Iowa is short of workers.
Iowa is paying people more money not to go to work.
How do those two facts go together?
There is yet another example of government in action. Pardon us while we scratch our head and wonder exactly what is going on.
On July 4, Iowa Workforce Development increased the amount of maximum weekly benefits paid to unemployed Iowans and to workers injured on the job. The maximum weekly payment for newly filed claims increased from $605 to $651 for claimants with at least four dependents who earned about $50,000 a year before losing their jobs. It’s a 7.4 percent increase. How many people do you know who got a 7.4 percent pay hike in the last year?
State law mandates this increase in benefits, since it is tied to an annual review of wages covered by unemployment insurance. According to the state, the average annual wage for insured Iowa workers increased to $52,130.71 in 2020, compared to $48,455.86 in 2019.
We are not saying people who need assistance should be ignored. Iowa has always been a generous state, ranked seventh nationally for replacing lost income, with people on unemployment getting 47 percent of their income.
Aren’t there alternatives? If someone loses a job that paid $40,000 annually, why can’t they be asked to accept another, lower-paying position, with the state offering to make up the difference either through a direct payment or tax credit?

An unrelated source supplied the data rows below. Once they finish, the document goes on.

PR #402, opened 2020-03-04
Disable Travis deploy stage

SR4ven:
Preparation for v0.2.0.

Whenever we push our next release, we don't want two CI services deploying at the same time.
We could completely remove Travis at this point, but as our new deploy Action hasn't been tested yet, I'd say keep Travis around until we're certain that everything works.

I switched out the status badge and updated the docs.
Currently, there is a problem with GitHub Action badge links and the Sphinx linkcheck, that's why I added a temporary ignore list until https://github.com/sphinx-doc/sphinx/issues/7247 is fixed.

If the new job pays $30,000, provide $10,000 in replacement funds. But still, require them to return to work.
We need workers. Look around at any business you enter or drive past. Help wanted signs abound. The unemployment rate was just 3.9 percent in May, the most recent month where statistics were available.
There are plenty of jobs available. If someone wants to work, there are numerous opportunities.

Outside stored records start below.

PR #403, opened 2020-03-04
Fix coverage scope

SR4ven:
I noticed that we currently generate a coverage report over the whole project folder.
That includes files out of the unit test scope like process_monitor.py, setup.py and the unit_tests folder itself. I figured that this doesn't make much sense, even though it boosts our coverage a little.

With this PR, only the boofuzz folder is used for coverage data.
That gives us much more accurate reports.


jtpereyda:
Great! Thanks for getting the coverage set up.

PR #406, opened 2020-03-29
Change deprecation into future warnings

SR4ven:
Using `FutureWarning` instead of `DeprecationWarning` seems to make more sense as they aren't suppressed by default and are displayed to the user.


jtpereyda:
Makes sense; thank you!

Iowa Workforce Development director Beth Townsend said in May that there were more than 66,000 job openings on the department’s website.
“The overwhelming message we receive from employers these days is the lack of workforce that is adversely affecting their ability to recover from the pandemic,” Townsend said. “Our field offices are open and ready to help. We are very excited to return to providing the support and help we love to provide — helping Iowans find their next great job or new career pathway and helping employers find their next great employee.”
That sounds great, but the fact that we are providing more money for people to stay home certainly defeats the purpose. We have seen the impact the last year had on the state’s finances, as the Iowa unemployment trust fund dropped from $1.2 billion in February 2020, as the COVID-19 pandemic struck and many businesses either closed or laid off workers, to $976 million this summer. That’s a decline of 19 percent.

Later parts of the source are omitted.